_TRY IT_:
Find the lines below in which the string "inside" occurs. Copy each one.
=== DATA TO EXAMINE ===
PR #4375, opened 2018-11-11
RelativeSource Binding

### LINKED ISSUE #3847: [F100] Add support for RelativeSource binding
## Rationale

https://forums.xamarin.com/discussion/20179/databinding-to-a-command-inside-a-datatemplate#latest

http://xamarin.uservoice.com/forums/258559/suggestions/6451625

## Implementation

Like UWP? https://docs.microsoft.com/en-us/windows/uwp/xaml-platform/relativesource-markup-extension

legistek:
### Description of Change ###

Implements `RelativeSource` binding mechanism, intended to mimic WPF/UWP behavior and syntax. `Self`, `TemplatedParent`, and `FindAncestor` modes are implemented. (`PreviousData` is much trickier and is left for another day.)

### Issues Resolved ### 
- fixes #3847 

### API Changes ###
Added:

New items:
- `class RelativeBindingSource` (equivalent to WPF/UWP `RelativeSource` class
- `enum RelativeBindingSourceMode` (equivalent to WPF/UWP `RelativeSourceMode` enum
- `class RelativeSourceExtension`

- in `Binding`:
- `public RelativeBindingSource RelativeSource`

- in `BindingExtension`:
- `public RelativeBindingSource RelativeSource`

Changed:
- `TemplateBinding` is now derived from `Binding` and uses `RelativeSource` mechanism rather than directly deriving from `BindingBase`

### Platforms Affected ### 
- Core/XAML (all platforms)

There should be no changes to existing applications. Developers can now use `RelativeSource` binding in new applications.

Not applicable

### Testing Procedure ###
Unit tests are provided.

### PR Checklist ###

- [X] Has automated tests 


StephaneDelcroix:
I haven't reviewed this yet (and won't be this week), but would it make sense to have `Source={RelativeSource ...}` or does Source and RelativeSource can exists together ?

hartez:
Looks like some of the unit tests are failing:

`BindingBaseUnitTests.ReuseBindingInstance` and `NativeBindingTests.ThrowsOnMissingProperty`

legistek:
@hartez  I figured out what's going on. I had to declare `Binding.Apply` as `async void` in order to implement `TemplatedParent` and `FindAncestor` modes (just like `TemplateBinding` did before). The exceptions were getting thrown correctly but apparently not in the same thread so the unit tests were getting tricked. I'm working on a fix but it's definitely a false positive at this point.

legistek:
@hartez  ok that should be better now. The `async` part only gets invoked if `RelativeSource` is used so those unit tests are now triggering the exception in the main thread and getting caught by the unit test as before.

I also tried out @StephaneDelcroix's idea for allowing `Source={RelativeSource...}`. So that works interchangeably with `RelativeSource={RelativeSource...}` now.

Finally, a colleague of mine had what I think is an awesome idea to have the `FindAncestor` mode match the ancestor's `BindingContext` type OR the ancestor's own type. If it matches by `BindingContext` type the source resolves to the `BindingContext` value. That seems even more useful than matching to the view/control type and very convenient for MVVM. A typical use case would be when you have a `DataTemplate` for items in a `ListView`, the `BindingContext` is of course the individual item in the list, but you could use `FindAncestor AncestorType={x:Type vm:MyParentVIewModelType}` to bind to properties/commands in the parent view model rather than the item view model, without having to know or care what the parent's view type is. LMK what you guys think.

Xamarin.Forms.Core/RelativeBindingSourceMode.cs
```diff
@@ -0,0 +1,11 @@
+﻿namespace Xamarin.Forms
+{
+	public enum RelativeBindingSourceMode
+	{
+		// TODO? (much tricker than the other three)
+		// PreviousData = 0,
```
hartez: Is this intentionally commented out?

StephaneDelcroix:
if `Source` and `RelativeSource` are equivalent semantically, drop the `RelativeSource`

Xamarin.Forms.Core/RelativeBindingSourceMode.cs
legistek: Yes I meant it as a placeholder in case someone wanted to tackle that down the road.

legistek:
@StephaneDelcroix  I certainly can. My thinking was just to stay semantically consistent with WPF and UWP, making it easier to add this to XAML Standard, etc.,  But it's up to you.

Xamarin.Forms.Core/TemplateBinding.cs
```diff
@@ -3,20 +3,17 @@
 
 namespace Xamarin.Forms
 {
-	public class TemplateBinding : BindingBase
+	// Theoretically this class shouldn't be necessary given
+	// Binding.RelativeSource and TemplateBindingExtension 
+	// but it's here to avoid breaking changes.
+	public sealed class TemplateBinding : Binding
```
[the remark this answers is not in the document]
legistek: @StephaneDelcroix yeah I don't really love it myself, but I love redundant code less. :) Alternatively, we could just leave `TemplateBinding` alone and mark it as `Obsolete`. There's really no need for it since you have the `TemplateBindingExtension` for XAML and in code you can use regular `Binding` with `RelativeSource`. But of course we don't know if it's been used in the field.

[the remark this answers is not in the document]
StephaneDelcroix: I agree, let's [Obsolete]

legistek:
@StephaneDelcroix  ok please take a look at the newest commit. I made `Binding` `sealed` again and obsoleted `TemplateBinding` (also changed anywhere it was being used to use the new format).

I also discovered that `FindAncestor` bindings weren't getting re-applied when a distant ancestor was changed but the `BindingContext` wasn't, and so had to make a few more code changes to accomodate that. While doing that I also saw that `TemplatedParent` and `FindAncestor` bindings were getting re-applied way more often than necessary (neither should be affected by a `BindingContext` change, and `FindAncestor` only needs to be reapplied when there's an ancestor change). So I addressed both those issues. Let me know if you want any more changes or don't like the new changes.

Xamarin.Forms.Core/Binding.cs
```diff
@@ -113,23 +116,80 @@ internal override void Apply(bool fromTarget)
...
 			var isApplied = IsApplied;
 
 			base.Apply(src ?? context, bindObj, targetProperty, fromBindingContextChanged: fromBindingContextChanged);
 
-			if (src != null && isApplied && fromBindingContextChanged)
+			if (isApplied && !ShouldReapply(fromBindingContextChanged, fromAncestorChanged))
 				return;
 
-			object bindingContext = src ?? Context ?? context;
+			if ( this.Source is RelativeBindingSource )
```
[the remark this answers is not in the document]
StephaneDelcroix: this is weird that the type check (`is`) is located here, and the conversion is in `ResolveRelativeSource`. I would drop the check here, and check in `ResolveRelativeSource` and return is Source isn't a RelativeSource

Xamarin.Forms.Core/Binding.cs
```diff
@@ -113,23 +116,80 @@ internal override void Apply(bool fromTarget)
...
+									break;
+								}
+							}
+							parent = await TemplateUtilities.GetRealParentAsync(parent);
+							currentLevel++;
+						}
+						break;
+					};
+				default:
+					throw new NotImplementedException();
```
StephaneDelcroix: what is the part left unimplemented ? shouldn't you throw InvalidOperationException if the enum is out of the range ?

Xamarin.Forms.Core/Binding.cs
```diff
@@ -113,23 +116,80 @@ internal override void Apply(bool fromTarget)
...
+			{
+				case RelativeBindingSourceMode.Self:
+					bindingContext = bindObj;
+					break;
+				case RelativeBindingSourceMode.TemplatedParent:
+					{
+						var view = bindObj as Element;
+						if (view == null)
+							throw new InvalidOperationException();
+						bindingContext = await TemplateUtilities.FindTemplatedParentAsync(view);
```
StephaneDelcroix: can you explain why this is async ? and if it's right to have it async, you'll need `ConfigureAwait(false)`

Xamarin.Forms.Core/Binding.cs
```diff
@@ -113,23 +116,80 @@ internal override void Apply(bool fromTarget)
...
+						break;
+					}
+				case RelativeBindingSourceMode.FindAncestor:
+					{
+						if (!(bindObj is Element elem))
+							throw new InvalidOperationException();
+						Element parent = await TemplateUtilities.GetRealParentAsync(elem);
```
StephaneDelcroix: same, why async ?

Xamarin.Forms.Core/Binding.cs
```diff
@@ -113,23 +116,80 @@ internal override void Apply(bool fromTarget)
...
+			object bindingContext = null;
+			switch (relSource.Mode)
+			{
+				case RelativeBindingSourceMode.Self:
+					bindingContext = bindObj;
+					break;
+				case RelativeBindingSourceMode.TemplatedParent:
+					{
+						var view = bindObj as Element;
+						if (view == null)
```
StephaneDelcroix: use pattern matching

Xamarin.Forms.Core/Binding.cs
```diff
@@ -113,23 +116,80 @@ internal override void Apply(bool fromTarget)
...
 
-			if (src != null && isApplied && fromBindingContextChanged)
+			if (isApplied && !ShouldReapply(fromBindingContextChanged, fromAncestorChanged))
 				return;
 
-			object bindingContext = src ?? Context ?? context;
+			if ( this.Source is RelativeBindingSource )
+				ResolveRelativeSource(bindObj, targetProperty);
+			else
+				CompleteApplyBinding(src ?? Context ?? context, bindObj, targetProperty);
```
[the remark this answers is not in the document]
StephaneDelcroix: one more reason to make this not async

Xamarin.Forms.Core/Binding.cs
```diff
@@ -113,23 +116,80 @@ internal override void Apply(bool fromTarget)
...
+						while (parent != null)
+						{
+							if (currentLevel >= relSource.AncestorLevel)
+							{
+								if (relSource.AncestorType.IsInstanceOfType(parent))
+								{
+									bindingContext = parent;
+									break;
+								}
+								else if (relSource.AncestorType.IsInstanceOfType(parent.BindingContext))
```
StephaneDelcroix: is this how it behaves in other platforms ? I understand it's convenient, but is it the least surprising way ?

Xamarin.Forms.Core/Binding.cs
```diff
@@ -113,23 +116,80 @@ internal override void Apply(bool fromTarget)
...
+								{
+									bindingContext = parent.BindingContext;
+									break;
+								}
+							}
+							parent = await TemplateUtilities.GetRealParentAsync(parent);
+							currentLevel++;
+						}
+						break;
+					};
```
StephaneDelcroix: what if the binding context isn't found ? should we log ?

Xamarin.Forms.Core/Binding.cs
```diff
@@ -139,7 +199,7 @@ internal override BindingBase Clone()
 				Source = Source,
 				UpdateSourceEventName = UpdateSourceEventName,
 				TargetNullValue = TargetNullValue,
-				FallbackValue = FallbackValue,
+				FallbackValue = FallbackValue
```
StephaneDelcroix: nope, that was correct :) and on purpose

Xamarin.Forms.Core/Binding.cs
```diff
@@ -159,17 +219,42 @@ internal override object GetTargetValue(object value, Type sourcePropertyType)
 			return base.GetTargetValue(value, sourcePropertyType);
 		}
 
-		internal override void Unapply(bool fromBindingContextChanged = false)
+		internal override void Unapply(bool fromBindingContextChanged = false, bool fromAncestorChange = false)
 		{
-			if (Source != null && fromBindingContextChanged && IsApplied)
+			if ( this.IsApplied && !ShouldReapply(fromBindingContextChanged, fromAncestorChange))
```
StephaneDelcroix:
```suggestion
			if (IsApplied && !ShouldReapply(fromBindingContextChanged, fromAncestorChange))
```

StephaneDelcroix: move the `IsApplied` check into `ShouldReapply`

Xamarin.Forms.Core/RelativeBindingSource.cs
```diff
@@ -0,0 +1,67 @@
+﻿using System;
+using System.Collections.Generic;
+using System.Text;
+
+namespace Xamarin.Forms
+{
+	public class RelativeBindingSource
```
StephaneDelcroix:
```suggestion
	public sealed class RelativeBindingSource
```

Xamarin.Forms.Core/RelativeBindingSource.cs
```diff
@@ -0,0 +1,67 @@
...
+		{
+			get;
+			set;
+		}
+
+		public Type AncestorType
+		{
+			get => _ancestorType;
+			set
+			{
```
StephaneDelcroix: setter shouldn't modify 2 properties

Xamarin.Forms.Core/RelativeBindingSource.cs
```diff
@@ -0,0 +1,67 @@
...
+		}
+
+		public int AncestorLevel
+		{
+			get => _ancestorLevel;
+			set
+			{
+				_ancestorLevel = value;
+				if (_ancestorLevel > 0)
+					this.Mode = RelativeBindingSourceMode.FindAncestor;
```
StephaneDelcroix: same

Xamarin.Forms.Xaml/MarkupExtensions/BindingExtension.cs
```diff
@@ -18,6 +18,13 @@ public sealed class BindingExtension : IMarkupExtension<BindingBase>
 		public object FallbackValue { get; set; }
 		public TypedBindingBase TypedBinding { get; set; }
 
+		// Here to maintain parity with other XAML flavors.
+		public RelativeBindingSource RelativeSource
+		{
+			get => this.Source as RelativeBindingSource;
+			set => this.Source = value;
+		}
+
```
StephaneDelcroix: please remove this

Xamarin.Forms.Core/Binding.cs
legistek: Yeah so this was how it was being done before, just inside `TemplateBinding`. `TemplateBinding.Apply` was an `async void`. The ultimate culprit is `TemplateUtilities.GetRealParentAsync` (which `FindAncestor` also needs) and that is using a `TaskCompletionSource` and an event hook in order to `await` the setting of the parent, presumably because the binding might be applied before the parent is set. 

I'm assuming there are other ways around this, but I was trying to change as little as necessary. I'll give it a shot if you think it's worth trying to eliminate, but it looks like template binding has worked this way for a few years now so I don't know if you want me to mess with it.

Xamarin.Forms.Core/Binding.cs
===
_ANSWER SECTION_:
https://forums.xamarin.com/discussion/20179/databinding-to-a-command-inside-a-datatemplate#latest
legistek: Yeah so this was how it was being done before, just inside `TemplateBinding`. `TemplateBinding.Apply` was an `async void`. The ultimate culprit is `TemplateUtilities.GetRealParentAsync` (which `FindAncestor` also needs) and that is using a `TaskCompletionSource` and an event hook in order to `await` the setting of the parent, presumably because the binding might be applied before the parent is set. 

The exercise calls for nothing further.